再继续想下去的时候,又牵引出一阵疼痛来,她才发现她鼻塞了,导致原本就难受的身体更加难受了,迫不得已她只好改用嘴呼吸,像条濒临死亡的鱼。
“晗生,你去厨房给妹妹烧些开水来,你妹妹身子太烫了,我要给她擦身,永安你去倒杯水来。”杨氏吩咐着自己的一对儿子,眼神依旧不离开张沁儿的身上,看到女儿昏迷不醒她内心焦急不已,可是家里也就这样,自己的丈夫就算再怎么担心沁儿,可婆婆也恰巧身体不舒坦,他必须在身边侍疾才行。
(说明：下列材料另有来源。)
PR #87, opened 2020-01-24
Adds structs as a marshallable type

Wodann:
Depends on PR #84.

Allows getting, setting and replacing of structs in another struct:

```mun
let foo: Struct = some_foo_constructor();
let bar = foo.get<Struct>("bar");
let bar2 = some_bar_constructor();
let old_bar = foo.replace("bar", bar2);
foo.set("bar", old_bar);
```

### DIFF
--- a/crates/mun_abi/src/autogen_impl.rs
+++ b/crates/mun_abi/src/autogen_impl.rs
@@ -146,6 +146,22 @@ impl StructInfo {
             unsafe { slice::from_raw_parts(self.field_sizes, self.num_fields as usize) }
         }
     }
+
+    /// Returns the index of the field matching the specified `field_name`.
+    pub fn find_field_index(struct_info: &StructInfo, field_name: &str) -> Result<usize, String> {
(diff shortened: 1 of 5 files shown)


Wodann:
[Add marshalling of structs to Rust](https://trello.com/c/jEOrWCyF/116-add-marshalling-of-structs-to-rust)

crates/mun_abi/src/autogen_impl.rs
```diff
@@ -146,6 +146,22 @@ impl StructInfo {
             unsafe { slice::from_raw_parts(self.field_sizes, self.num_fields as usize) }
         }
     }
+
+    /// Returns the index of the field matching the specified `field_name`.
+    pub fn find_field_index(struct_info: &StructInfo, field_name: &str) -> Result<usize, String> {
```
baszalmstra: I think at some point we should figure out a way to do some sort of hash lookup. Because this might become slow.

虽说请了郎中来看病,也拜托邻居家的大山叔顺道去镇上的怀仁药房找小叔,抓了药回来,可是眼看着已经过去小半天了,人还没有回来,她心里那个急啊。
永安很快就倒了杯水来,杨氏小心的用勺子喂着张沁儿,因为鼻塞用嘴巴呼吸的原因,她的嘴巴很快就干干的,起了一层子皮,很难受,感觉到水的湿润以后,张沁儿迫不及待的将口中的水吞咽掉。
晗生才将灶烧上,还需要一些功夫才有热水,现在只能继续等待了。
焦急的心使得时间更加漫长和难耐,即使是懵懂的永安也察觉到母亲藏不住的悲伤和担心了,他看着躺在床上昏迷的姐姐,心里也着急起来。
“沁儿娘。”门外响起另外一个妇女的声音,手里牵着一个孩子,推开柴门,绕过院子走了进来。
“沁儿娘,我带这小子过来给你道谢。”妇人的声音很激动,转头对跟着自己的孩子低喝一声:“还不跪下,谢谢恩人?要不是沁儿,你这条命早就被河神爷收走了,你要是出了什么事,不是要了我的命啊!”
“婶婶,都是我的错,如果不是我要去水里玩,沁儿姐姐也不会生病。”孩子年纪还小,被这番惊吓之后,声音显得十分仓皇,带着一些哽咽。
这孩子正是导致张沁儿生病的癞子家的小子,小名李子的,身边的妇人就是他的娘何氏。
杨氏看着床上昏睡的女儿,纵然心里怨恨着,脸上也不好显露出来,反而宽慰着那何氏和李子:“先起来,别说沁儿这热心肠的孩子,不管谁看到人落了水,都得去救的,都是乡里乡亲的,哪里能冷眼旁观呢。”
“对对!沁儿这孩子就是仁义,咱们村里提起她,谁不竖起大拇指?”那妇人忙夸赞起沁儿来,正要再说什么时,杨氏却对她说:“家里婆婆不舒服,你先去看过婆婆再来。”
那妇人一愣,随即心里又明白了一过,略带同情的看了眼沁儿娘,小声的说:“那我先去看过婶娘。”
杨氏虽然是清河村唯一一个秀才娘子,在外边可能令人羡慕,只可惜她命依旧不好,遇上一个总是挑剔,处处都想要压制于她的婆婆。
这不,为了显示自己在儿子心目中依旧是最高的,马上称不舒服,马志仁这个秀才儿子立刻不管生了病的女儿,跑过来精心服侍于她。
何氏不是空着手来的,并且很熟悉沁儿娘家的事情,所以还特意带了两份礼,一脚迈进上房正屋,就看到马老头坐在门口编织着竹框子。
这种很大、用于装货的竹框子是拿去码头上卖的,清河村临靠着一个小码头,每天人来货往的,很是热闹,而这里的村民也大多利用闲暇的时候编了这种竹筐子拿去卖几个钱,贴补一下家里。
“大叔,在忙呢,我听说婶娘不舒服,过来看望一下她。”何氏笑着打了一个招呼,也没有得到马老头的回应,就进了屋里。